_Prompt_: What is asked for is the whole listing, given again word for word.

_Exercise materials_:
PR #69, opened 2016-10-11
WIP: Reading capabilities from disk

thenor:
Parses capability from Service Manifest files and returns GatewayConfigurations.

### DIFF
--- a/agent/src/capability/configstore.cpp
+++ b/agent/src/capability/configstore.cpp
@@ -1,0 +1,174 @@
+/*
+ * Copyright (C) 2016 Pelagicore AB
+ *
+ * Permission to use, copy, modify, and/or distribute this software for
+ * any purpose with or without fee is hereby granted, provided that the
+ * above copyright notice and this permission notice appear in all copies.
+ *
+ * THE SOFTWARE IS PROVIDED "AS IS" AND THE AUTHOR DISCLAIMS ALL
+ * WARRANTIES WITH REGARD TO THIS SOFTWARE INCLUDING ALL IMPLIED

_Result for this exercise_:
PR #69, opened 2016-10-11
WIP: Reading capabilities from disk

thenor:
Parses capability from Service Manifest files and returns GatewayConfigurations.

### DIFF
--- a/agent/src/capability/configstore.cpp
+++ b/agent/src/capability/configstore.cpp
@@ -1,0 +1,174 @@
+/*
+ * Copyright (C) 2016 Pelagicore AB
+ *
+ * Permission to use, copy, modify, and/or distribute this software for
+ * any purpose with or without fee is hereby granted, provided that the
+ * above copyright notice and this permission notice appear in all copies.
+ *
+ * THE SOFTWARE IS PROVIDED "AS IS" AND THE AUTHOR DISCLAIMS ALL
+ * WARRANTIES WITH REGARD TO THIS SOFTWARE INCLUDING ALL IMPLIED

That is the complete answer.